→ Exercise input:
PR #417, opened 2019-12-15
Don't mark Call when stopping via Inj button

### LINKED ISSUE #416: If you press Inj while there is a lead jammer, Call is also set

frank-weinberg:
Fixes #416


brian-brazil:
Can you add a unittest?

frank-weinberg:
done

PR #73, opened 2023-01-23
Name sort

a-frantz:
I was hoping `picard sort` would be faster than Qualimap's sorting, but no noticeable difference in speed. However this did remove the transient failure I was seeing earlier (at least removed for my test cohort of 81 samples. I wouldn't be shocked if it comes back with a larger pool of samples). This change will get us a slight improvement in stability, but nothing earth shattering.

### DIFF
--- a/tools/qualimap.wdl
+++ b/tools/qualimap.wdl
@@ -65,12 +65,13 @@ task rnaseq {
     input {
         File bam
         File gtf
-        Int memory_gb = 16
-        Int? disk_size_gb
-        Int max_retries = 1
+        Boolean name_sorted = false
         Boolean paired_end = false
         String provided_strandedness = ""
         String inferred_strandedness = ""
+        Int memory_gb = 16
+        Int? disk_size_gb
+        Int max_retries = 1
     }
 
     String out_directory = basename(bam, ".bam") + ".qualimap_rnaseq_results"
@@ -86,6 +87,7 @@ task rnaseq {
                         if (inferred_strandedness == "Unstranded") then "non-strand-specific" else
                         "unknown-strand" # this will intentionally cause qualimap to error. You will need to manually specify
                                          # in this case
+    String name_sorted_arg = if (name_sorted) then "-s" else ""
     String paired_end_arg = if (paired_end) then "-pe" else ""
 
     Int java_heap_size = ceil(memory_gb * 0.9)
@@ -105,6 +107,7 @@ task rnaseq {
                         -outdir ~{out_directory} \
                         -oc qualimap_counts.txt \
                         -p ~{stranded} \
+                        ~{name_sorted_arg} \
                         ~{paired_end_arg} \
                         --java-mem-size=~{java_heap_size}G
         rm "$gtf_name"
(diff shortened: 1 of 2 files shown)


adthrasher:
Do you know how `qualimap` does its name sorting? I ask because I believe that `samtools` and `picard` produce different results when name sorting. If `qualimap` is expecting sorted data that doesn't match its own definition of "sorted" then we may encounter odd failures in a subset of samples.

a-frantz:
That's very interesting. I did not check for that. However 81 samples went through without any errors. Should I run some different cohorts and see what happens?

a-frantz:
Can you point me to some more information about this difference in sorting? Why would it not just be alphanumeric read name for everything?

a-frantz:
Wow. Sorting is something that there should only be one correct answer for. I'm shocked, but this is familiar now that I've done some reading. I had forgotten about this issue.

The Qualimap docs don't say anything about their sorting algorithm other than that it's "by name". I'd assume that to mean a simple lexical sorting like Picard's.

Is 81 test cases sufficient? How do we proceed?

adthrasher:
The SAM spec also includes this footnote:

>6
It is known that widely used software libraries have differing definitions of the queryname sort order, meaning care should be taken when operating on multiple files of varying provenance. Tools may wish to use the sub-sort field to explicitly distinguish between natural and lexicographical ordering. See Section 1.3.1

Section 1.3.1 then defines three sub sorts, `lexicographical`, `natural`, and `umi`. I believe Picard is `lexicographical` and samtools is `natural`.

>1.3.1 Defined sub-sort terms
While the SS sub-sort field allows implementation-defined keywords, some terms are predefined with specific
meanings.
lexicographical sort order is defined as a character-based dictionary sort with the character order as
defined by the POSIX C locale. For example “abc”, “abc17”, “abc5”, “abc59” and “abcd” are in
lexicographical order.
natural sort order is similar to lexicographical order except that runs of adjacent digits are considered to
be numbers embedded within the text string, ordered numerically when compared to each other and
ordered as single digits when compared to the surrounding non-digit characters. Runs that differ only
in the number of leading zeros (thus are numerically tied) are ordered by more-zeros coming before
fewer-zeros. The characters ‘-’ and ‘.’ are considered as ordinary characters, so apparently negative or
fractional values are not treated as part of an embedded number. For example, “abc”, “abc+5”, “abc5”, “abc.d”, “abc03”, “abc5”, “abc008”, “abc08”, “abc8”, “abc17”, “abc17.+”, “abc17.2”, “abc17.d”, “abc59” and “abcd” are in natural order.
umi is a lexicographical sort by the UMI tag. The MI tag should be used for comparing UMIs. The RX tag
may be used in its absence but is not guaranteed to be unique across multiple libraries.

adthrasher:
> Wow. Sorting is something that there should only be one correct answer for. I'm shocked, but this is familiar now that I've done some reading. I had forgotten about this issue.
> 
> The Qualimap docs don't say anything about their sorting algorithm other than that it's "by name". I'd assume that to mean a simple lexical sorting like Picard's.
> 
> Is 81 test cases sufficient? How do we proceed?

Based on the little information `qualimap` provides, I think it just needs the read pairs sorted together for its paired analysis mode. If that's the case, the overall ordering shouldn't matter. Combining that with the test cohort result, I think it's fine to proceed.

adthrasher (approved):

claymcleod:
Agree. Just FYI, I would assume if Andrew T's assertion were true that `samtools collate` would also be sufficient. Handy command to know about.

PR #74, opened 2023-01-25
Docker refactor and code cleanup

a-frantz:
Switch to using officially maintained images from BioContainers where applicable.

After implementing the Docker refactor, I began thoroughly testing each workflow, and cleaning up code as I went along.

Apologies for the bad practice of not separating out my PRs, but this made the manual testing significantly easier.

**Changes included:**
* deprecating many of our self-maintained Docker images in favor of those in BioContainers
* more consistency in parameters between similar workflows
* bug fixes
* standardizing defaults
* adding example input JSONs for each workflow
* whitespace changes
* applying `detect_nproc` logic consistently for all multi-core processes
* exposing more parameters to be tweaked by users
* more/better documentation
* optional md5 check to `download` task
* ensuring `set -euo pipefail` is set for all multi-command tasks
* softcap of 100 characters per-line in WDL
* Group all "make reference" WFs under `general/`
* add logical ordering to lists/JSONs that were unordered


a-frantz:
Here's my rationale for what I've kept:
* **STAR**: we package it with the custom `sort_star_input.py` script. Could we instead make running that script a full fledged WDL task and remove this image?
* **bwa**: Our tasks depend on BOTH `bwa` and `samtools` being installed. Not aware of any external images with both (could maybe find a "kitchen sink" image, but I think I'd prefer to maintain a targeted, and small, image)
* **cellranger**: not available elsewhere
* **conda-base**: a dependency of other images I've kept. We could probably find a replacement base maintained elsewhere though? Worth investigating?
* **estimate**: I think this one can probably go..... All it does is install one R package, which could be reasonably done by the task itself. Unless we don't want tasks installing things? Iffy because it's R....
* **fastq_screen**: hardcoded config file packaged into the image. Boy would I love to see this one go, a really ugly solution, but I don't see a viable alternative
* **gtfparse**: I just found this on [Quay.io](http://Quay.io), so will be replaced soon. Not sure how I missed it the first go around
* **multiqc**: packaged with a config file. Is there a better way to do this? We can specify those configs on the CL, but with the recent refactor of the `multiqc` task, I don't think we should hardcode them.... It would be a tricky argument to write to the task if we wanted to take that approach, and it could get ugly fast...
* **sequencErr**: not available elsewhere
* **util**: has what we need and nothing else. Won't be able to find an external image with these dependencies that isn't monstrously huge

adthrasher:
> * **STAR**: we package it with the custom `sort_star_input.py` script. Could we instead make running that script a full fledged WDL task and remove this image?

We could, but that requires a decent increase in file system usage. Should we consider simplifying our Dockerfile to something like:
```
FROM biocontainers/star:version

COPY ./sort_star_input.py /home

ENTRYPOINT [ "STAR" ]
```

Maybe not ideal, but we're then using the public image as the base.

> * **bwa**: Our tasks depend on BOTH `bwa` and `samtools` being installed. Not aware of any external images with both (could maybe find a "kitchen sink" image, but I think I'd prefer to maintain a targeted, and small, image)

We're only using `samtools` to convert SAM->BAM correct? If so we could split the task, though that introduces more storage utilization.

> * **cellranger**: not available elsewhere

That image is currently internal-only. I have initiated a review with legal services which will inform any long-term plans.

> * **conda-base**: a dependency of other images I've kept. We could probably find a replacement base maintained elsewhere though? Worth investigating?

So that's just `miniconda` and we update packages with `apt` and explicitly add additional channels. Should we just use `miniconda` as our base and the individual builds can specify their channels?

> * **estimate**: I think this one can probably go..... All it does is install one R package, which could be reasonably done by the task itself. Unless we don't want tasks installing things? Iffy because it's R....

Are we using that anywhere?

> * **fastq_screen**: hardcoded config file packaged into the image. Boy would I love to see this one go, a really ugly solution, but I don't see a viable alternative

Seems reasonable

> * **gtfparse**: I just found this on [Quay.io](http://Quay.io), so will be replaced soon. Not sure how I missed it the first go around

OK

> * **multiqc**: packaged with a config file. Is there a better way to do this? We can specify those configs on the CL, but with the recent refactor of the `multiqc` task, I don't think we should hardcode them.... It would be a tricky argument to write to the task if we wanted to take that approach, and it could get ugly fast...

How bad would it be to make the yaml file an input to the task? Then we would always supply the same one, but other users could add their own version.

> * **sequencErr**: not available elsewhere

I would like to drop this all together. We don't have any use for the outputs. Their GitHub isn't public. I don't think there is any commitment to ongoing development or maintenance. It seems like a good candidate to deprecate.

> * **util**: has what we need and nothing else. Won't be able to find an external image with these dependencies that isn't monstrously huge

Agreed

a-frantz:
> > * **STAR**: we package it with the custom `sort_star_input.py` script. Could we instead make running that script a full fledged WDL task and remove this image?
> 
> We could, but that requires a decent increase in file system usage. Should we consider simplifying our Dockerfile to something like:
> 
> ```
> FROM biocontainers/star:version
> 
> COPY ./sort_star_input.py /home
> 
> ENTRYPOINT [ "STAR" ]
> ```
> 
> Maybe not ideal, but we're then using the public image as the base.

I agree that's a better solution.

> > * **bwa**: Our tasks depend on BOTH `bwa` and `samtools` being installed. Not aware of any external images with both (could maybe find a "kitchen sink" image, but I think I'd prefer to maintain a targeted, and small, image)
> 
> We're only using `samtools` to convert SAM->BAM correct? If so we could split the task, though that introduces more storage utilization.

Passing around an uncompressed SAM seems like something we really want to avoid. Someone running this on the cloud could rack up a huge bill. I think maintaining this image is a fair price to pay to avoid that.

> > * **conda-base**: a dependency of other images I've kept. We could probably find a replacement base maintained elsewhere though? Worth investigating?
> 
> So that's just `miniconda` and we update packages with `apt` and explicitly add additional channels. Should we just use `miniconda` as our base and the individual builds can specify their channels?

I think so. An extra line in each file is ok if it gets rid of a whole image.

> > * **estimate**: I think this one can probably go..... All it does is install one R package, which could be reasonably done by the task itself. Unless we don't want tasks installing things? Iffy because it's R....
> 
> Are we using that anywhere?

Used in [this workflow](https://github.com/stjudecloud/workflows/blob/master/workflows/rnaseq/ESTIMATE.wdl). I wrote it a long time ago, ran it on a few cohorts, and I think the conclusion was "ETIMATE isn't a very good tool (at least for our needs)". But I don't think it hurts to keep the workflow around?

> 
> > * **multiqc**: packaged with a config file. Is there a better way to do this? We can specify those configs on the CL, but with the recent refactor of the `multiqc` task, I don't think we should hardcode them.... It would be a tricky argument to write to the task if we wanted to take that approach, and it could get ugly fast...
> 
> How bad would it be to make the yaml file an input to the task? Then we would always supply the same one, but other users could add their own version.

Hmmm...... I don't think that's a good idea.... Mainly because the QC workflow has certain naming conventions which we like, and MultiQC doesn't. So the QC workflow needs to specify these `extra_fn_clean_exts` when MultiQC is called. I don't like outsourcing that to an input, when it's _always_ the same for `quality-check-standard`.

I think the best way to handle this would be to add `Array[String] extra_fn_clean_exts = []`. Then QC would pass in `[".qualimap_bamqc_results", etc.]`. Those could either be written to a YAML or passed on the CL (depending on which looks better).

> 
> > * **sequencErr**: not available elsewhere
> 
> I would like to drop this all together. We don't have any use for the outputs. Their GitHub isn't public. I don't think there is any commitment to ongoing development or maintenance. It seems like a good candidate to deprecate.
> 

Agreed, it should be dropped in this PR.

a-frantz:
ping @adthrasher re:

>
> > > * **estimate**: I think this one can probably go..... All it does is install one R package, which could be reasonably done by the task itself. Unless we don't want tasks installing things? Iffy because it's R....
> >
> > Are we using that anywhere?

> Used in [this workflow](https://github.com/stjudecloud/workflows/blob/master/workflows/rnaseq/ESTIMATE.wdl). I wrote it a long time ago, ran it on a few cohorts, and I think the conclusion was "ETIMATE isn't a very good tool (at least for our needs)". But I don't think it hurts to keep the workflow around?

I'd prefer to keep the workflow unless you have a good justification for removing it. If we decide to keep it, then this Docker image needs to be addressed. Normally I don't want tasks installing things into the container, but since it's R, I feel like that can be relaxed a little. Do you think it's ok to move that one install line into the task itself, and just run inside a vanilla R container?

adthrasher:
> ping @adthrasher re:
> 
> > > > * **estimate**: I think this one can probably go..... All it does is install one R package, which could be reasonably done by the task itself. Unless we don't want tasks installing things? Iffy because it's R....
> > > 
> > > 
> > > Are we using that anywhere?
> 
> > Used in [this workflow](https://github.com/stjudecloud/workflows/blob/master/workflows/rnaseq/ESTIMATE.wdl). I wrote it a long time ago, ran it on a few cohorts, and I think the conclusion was "ETIMATE isn't a very good tool (at least for our needs)". But I don't think it hurts to keep the workflow around?
> 
> I'd prefer to keep the workflow unless you have a good justification for removing it. If we decide to keep it, then this Docker image needs to be addressed. Normally I don't want tasks installing things into the container, but since it's R, I feel like that can be relaxed a little. Do you think it's ok to move that one install line into the task itself, and just run inside a vanilla R container?

I would just keep the existing Docker image if we're keeping the workflow. I wouldn't push the package install into the task.

a-frantz:
This is passing in `quality-check-standard` without a problem, so I think it's in a pretty solid state. However as a sanity check I'm planning on testing every workflow we have in the repo before merging. Pretty substantial changes in here that I believe effect every task/workflow we've written.

adthrasher:
> This is passing in `quality-check-standard` without a problem, so I think it's in a pretty solid state. However as a sanity check I'm planning on testing every workflow we have in the repo before merging. Pretty substantial changes in here that I believe effect every task/workflow we've written.

Since you're doing this already, could you make sure that the inputs specification is stored in a shared location. That should make future testing simpler as we'll already have a set of test cases.

PR #78, opened 2023-02-28
Cell Ranger updates

adthrasher:
Remove sample_id parameter. This is required to match the fastq file name, so always infer it.


a-frantz (approved):

a-frantz:
Why did you remove the option to override the sample name? Won't this break if a user supplies an unexpected filename?

(it also broke the `scrnaseq-standard` call to this task)

adthrasher:
> Why did you remove the option to override the sample name? Won't this break if a user supplies an unexpected filename?
>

→ Assignment: Scan the lines above for "ordered as single" and for "in the number". Repeat exactly the line holding each of them and every line in between.

→ Response to this task:
ordered as single digits when compared to the surrounding non-digit characters. Runs that differ only
in the number of leading zeros (thus are numerically tied) are ordered by more-zeros coming before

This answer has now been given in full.